• What to do
Only the lines from the one containing "This seems like" through the end of the data belong in the answer; reproduce them exactly.
------ Raw data ------
Issue #3757, opened 2023-11-01
Deprecate "deferred" API


bartlomieju:
With Deno v1.38 a new [`Promise.withResolvers()`](https://github.com/tc39/proposal-promise-with-resolvers) API will be available which has the same purpose as `deferred`. We should deprecate the latter and guide users to use the new built-in API.

irbull:
I wonder if there is a way to document these things on the std library page. I was looking for deferred semantics, and "deno deferred" brought me to https://deno.land/std@0.50.0/async/deferred.ts. (not sure why 0.50.0). If I select "go to latest" then I just get nothing. It took me more time than it should have to find this issue.

Moving the std library forward is a good idea, and trimming the fat is a great objective. But I wonder if others also struggle with (seemingly) sudden disappearances of standard library functionality and if there is a way this can be made a bit easier for others.

iuioiua:
Hi @irbull, valid point. We always do our best to document breaking changes and deprecations within release notes, so that's the best place to look. I created #5435 to guide users on how to find out about changed APIs. Please feel free to review.

Specifically regarding `deferred`, I was able to find track it by [searching "deferred"](https://github.com/denoland/deno_std/releases?q=deferred&expanded=true) in the releases page, as per the PR I created. The search term is highlighted.

Hopefully, this all helps.

irbull:
Thanks! The `Find a release` worked much better than I thought. It's not really clear that `find a release` means you can search for contents of the release notes, but that seems like a GitHub problem.

This is good solution. 

It would be nice if "Go To Latest" took you to a page with the deprecation notice, explaining what happened to the API. But this would likely be a lot of work, and maybe not worth the effort.

Thanks @iuioiua for a solid solution to this.

iuioiua:
> It would be nice if "Go To Latest" took you to a page with the deprecation notice, explaining what happened to the API. But this would likely be a lot of work, and maybe not worth the effort.

This seems like an interesting idea. Would you be able to [create an issue](https://github.com/jsr-io/jsr/issues/new) in the JSR repo?

PR #5435, opened 2024-07-14
chore: document how to find changed API

iuioiua:
Addresses https://github.com/denoland/deno_std/issues/3757#issuecomment-2223547790


irbull:
+1. The message is good and the `Find a release` worked better than I expected.

kt3k (approved):
LGTM

PR #5438, opened 2024-07-14
docs(jsonc): remove docs for removed `options` parameter

nikeee:
Options were removed in 255b7994ee20e8318016009693f0be00ab55416d


iuioiua (approved):
Good catch. Thank you.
------
• Task solution
This seems like an interesting idea. Would you be able to [create an issue](https://github.com/jsr-io/jsr/issues/new) in the JSR repo?

PR #5435, opened 2024-07-14
chore: document how to find changed API

iuioiua:
Addresses https://github.com/denoland/deno_std/issues/3757#issuecomment-2223547790


irbull:
+1. The message is good and the `Find a release` worked better than I expected.

kt3k (approved):
LGTM

PR #5438, opened 2024-07-14
docs(jsonc): remove docs for removed `options` parameter

nikeee:
Options were removed in 255b7994ee20e8318016009693f0be00ab55416d


iuioiua (approved):
Good catch. Thank you.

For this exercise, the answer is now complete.